PR #751, opened 2026-04-28
Don't crash on client disconnect (Server and Application)

### LINKED ISSUE #724: Client timeout causes server crash
I noticed recently that when a Spring client times out, that it also crashes the server. This appears to be because the server tries to write to the client and gets a `Broken pipe` error. In this case I would expect the server to remain up.

Client:
```
/app/vendor/bundle/ruby/3.3.0/gems/spring-4.2.1/lib/spring/client/run.rb:124:in `verify_server_version': Error connecting to Spring server (RuntimeError)
        from /app/vendor/bundle/ruby/3.3.0/gems/spring-4.2.1/lib/spring/client/run.rb:60:in `run'
        from /app/vendor/bundle/ruby/3.3.0/gems/spring-4.2.1/lib/spring/client/run.rb:40:in `warm_run'
        from /app/vendor/bundle/ruby/3.3.0/gems/spring-4.2.1/lib/spring/client/run.rb:33:in `call'
        from /app/vendor/bundle/ruby/3.3.0/gems/spring-4.2.1/lib/spring/client/command.rb:7:in `call'
        from /app/vendor/bundle/ruby/3.3.0/gems/spring-4.2.1/lib/spring/client/rails.rb:22:in `call'
        from /app/vendor/bundle/ruby/3.3.0/gems/spring-4.2.1/lib/spring/client/command.rb:7:in `call'
        from /app/vendor/bundle/ruby/3.3.0/gems/spring-4.2.1/lib/spring/client.rb:30:in `run'
        from /app/vendor/bundle/ruby/3.3.0/gems/spring-4.2.1/bin/spring:49:in `<top (required)>'
```

Server:
```
[2024-08-02 21:13:08 +0000] [1] [application_manager:development] got worker pid 287
[2024-08-02 21:13:08 +0000] [198] [client] got pid: 287
[2024-08-02 21:13:08 +0000] [1] [server] accepted client
[2024-08-02 21:13:08 +0000] [1] [server] shutting down
[2024-08-02 21:13:08 +0000] [1] [application_manager:development] stopping
[2024-08-02 21:13:08 +0000] [207] [application:development] running -> terminating
[2024-08-02 21:13:08 +0000] [207] [application:development] terminating -> exiting
[2024-08-02 21:13:09 +0000] [207] [application:development] 287 exited with 0
[2024-08-02 21:13:09 +0000] [198] [client] got exit status 0
/app/vendor/bundle/ruby/3.3.0/gems/spring-4.2.1/lib/spring/server.rb:57:in `write': Broken pipe (Errno::EPIPE)
        from /app/vendor/bundle/ruby/3.3.0/gems/spring-4.2.1/lib/spring/server.rb:57:in `puts'
        from /app/vendor/bundle/ruby/3.3.0/gems/spring-4.2.1/lib/spring/server.rb:57:in `serve'
```

Korri:
Fixes #724. Same bug as the closed #725, with the additional crash sites that PR missed.

When a client disconnects mid-handshake — typically [`Spring.connect_timeout`](https://github.com/rails/spring/blob/3347006f576db6e6e72e9a1549a3e5b3311307aa/lib/spring/configuration.rb) (default 5s) firing on a slow preloader boot, reproduced reliably on Shopify's monorepo — every unrescued write to the client raises `Errno::EPIPE` and kills the process holding it. There are 5 such writes across 2 processes:

- 1 in [`Spring::Server#serve`](https://github.com/rails/spring/blob/3347006f576db6e6e72e9a1549a3e5b3311307aa/lib/spring/server.rb#L57) — **worst case**: the accept loop dies, the unix socket lingers, every subsequent client times out in `verify_server_version` until `spring stop`.
- 4 in [`Spring::Application#serve`](https://github.com/rails/spring/blob/3347006f576db6e6e72e9a1549a3e5b3311307aa/lib/spring/application.rb#L181-L260): main-flow `client.puts(0)` + three writes nested *inside* the existing [`rescue Exception`](https://github.com/rails/spring/blob/3347006f576db6e6e72e9a1549a3e5b3311307aa/lib/spring/application.rb#L248) handler (a sibling rescue at the same level can't catch them).

Fixes adds a few `rescue Errno::EPIPE` to gracefully log or recover if the client is gone.

## Open questions

- The `client.puts(1) if pid` rescue covers the post-fork exit-status write; reproducing it in a unit test would require lots of stubbing, I left it out of tests.
- I considered also rescuing `Errno::ECONNRESET`, but kept the surface to what #724 actually reports. Easy to broaden.
- Pre-existing crash at [`application.rb:164`](https://github.com/rails/spring/blob/3347006f576db6e6e72e9a1549a3e5b3311307aa/lib/spring/application.rb#L164) (`manager.recv_io` raising `SocketError` on manager close) is a different path and out of scope here — worth a follow-up.

### DIFF
--- a/lib/spring/application.rb
+++ b/lib/spring/application.rb
@@ -185,7 +185,7 @@ module Spring
           client.puts(0) # preload success
         rescue Exception
           log "preload failed"
-          client.puts(1) # preload failure
+          ignore_client_disconnect { client.puts(1) } # preload failure
           raise
         end
       end
@@ -246,15 +246,19 @@ module Spring
 
       wait pid, streams, client
     rescue Exception => e
-      log "exception: #{e}"
+      if e.is_a?(Errno::EPIPE)
+        log "client disconnected (#{e.message}), ignoring command"
+      else
+        log "exception: #{e}"
+      end
       manager.puts unless pid
 
       if streams && !e.is_a?(SystemExit)
-        print_exception(stderr, e)
-        streams.each(&:close)
+        ignore_client_disconnect { print_exception(stderr, e) }
+        streams.each { |stream| ignore_client_disconnect { stream.close } }
       end
 
-      client.puts(1) if pid
+      ignore_client_disconnect { client.puts(1) if pid }
       client.close
     ensure
       # Redirect STDOUT and STDERR to prevent from keeping the original FDs
@@ -410,6 +414,15 @@ module Spring
     end
 
     private
+
+    # Tolerate Errno::EPIPE on writes to the client socket. Once the client
+    # disconnects, every subsequent write to it raises — that's expected
+    # during `serve`'s status reporting; we'd be talking to a process
+    # that's gone.
+    def ignore_client_disconnect
+      yield
+    rescue Errno::EPIPE
+    end
 
     def active_record_configured?
       defined?(ActiveRecord::Base) && ActiveRecord::Base.configurations.any?
--- a/test/unit/application_test.rb
+++ b/test/unit/application_test.rb
@@ -1,0 +1,110 @@
+require_relative "../helper"
+require "spring/env"
+require "spring/application"
+require "timeout"
+
+# Regression tests for https://github.com/rails/spring/issues/724:
+# disconnected client raises Errno::EPIPE in #serve, which used to crash
+# the application process. Each test exercises one of the EPIPE call
+# sites in `Spring::Application#serve` with a `UNIXSocket.pair` whose
+# client side has been closed.
+class ApplicationTest < ActiveSupport::TestCase
+  def setup
+    @log_file = File.open(File::NULL, "a")
+    @spring_env = Spring::Env.new(log_file: @log_file)
+    @manager_read, @manager_write = UNIXSocket.pair
+    @app = Spring::Application.new(@manager_write, {}, @spring_env)
+    @server_sock = build_disconnected_application_client
+  end
+
+  def teardown
+    @server_sock&.close
+    @manager_read&.close
+    @manager_write&.close
+    @log_file&.close
+  end
+
+  test "#serve does not raise when the client disconnects before the cached-preload-success write" do
+    @app.define_singleton_method(:preloaded?) { true }
+
+    with_saved_stdio { @app.serve(@server_sock) }
+
+    assert_manager_handshake_complete
+  end
+
+  test "#serve does not raise when the client disconnects before the fresh-preload-success write" do
+    @app.define_singleton_method(:preload) {}
+
+    with_saved_stdio { @app.serve(@server_sock) }
+
+    assert_manager_handshake_complete
+  end
+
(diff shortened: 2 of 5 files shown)


lib/spring/application.rb
```diff
@@ -183,7 +183,11 @@ def serve(client)
           client.puts(0) # preload success
         rescue Exception
           log "preload failed"
-          client.puts(1) # preload failure
+          begin
+            client.puts(1) # preload failure
+          rescue Errno::EPIPE
```
rafaelfranca: This is too duplicated. Can we remove this duplication?

test/unit/application_test.rb
```diff
@@ -0,0 +1,165 @@
...
+    manager_read, manager_write = UNIXSocket.pair
+
+    app = Spring::Application.allocate
+    app.instance_variable_set(:@spring_env, spring_env)
+    app.instance_variable_set(:@manager,    manager_write)
+    app.instance_variable_set(:@clients,    {})
+    app.instance_variable_set(:@preloaded,  preloaded)
+    app.instance_variable_set(:@state,      :running)
+    app.instance_variable_set(:@mutex,      Mutex.new)
+    app.instance_variable_set(:@waiting,    {})
```
rafaelfranca: This makes no sense. Our tests should not be breaking encapsulation. Can we write tests that makes sense please?

test/unit/server_test.rb
```diff
@@ -0,0 +1,38 @@
...
+  def build_server
+    fake_env = Object.new
+    fake_env.define_singleton_method(:version)  { "test-version" }
+    fake_env.define_singleton_method(:log)      { |_message| }
+    fake_env.define_singleton_method(:log_file) { File::NULL }
+
+    server = Spring::Server.allocate
+    server.instance_variable_set(:@env, fake_env)
+    server.define_singleton_method(:redirect_output) {}
+    server
```
rafaelfranca: Same here, this is breaking encapsulation

lib/spring/application.rb
Korri: Pulled the four `begin / rescue Errno::EPIPE / end` blocks into a single private `ignore_client_disconnect` helper.

test/unit/application_test.rb
Korri: Switched to the real constructor:

```ruby
@spring_env = Spring::Env.new(log_file: @log_file)
@manager_read, @manager_write = UNIXSocket.pair
@app = Spring::Application.new(@manager_write, {}, @spring_env)
```

Plus some more targeted stubbing.

test/unit/server_test.rb
Korri: Same fix as above 👍🏻

test/unit/application_test.rb
Korri: That makes for quite a verbose test setup/structure, open to suggestions on better approaches, it's tricky given how close to the metal the changes are.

|---|

■ Your goal ■
In the listing above, find each line with the word "terminating" and return it.

■ Result for this task ■
[2024-08-02 21:13:08 +0000] [207] [application:development] running -> terminating
[2024-08-02 21:13:08 +0000] [207] [application:development] terminating -> exiting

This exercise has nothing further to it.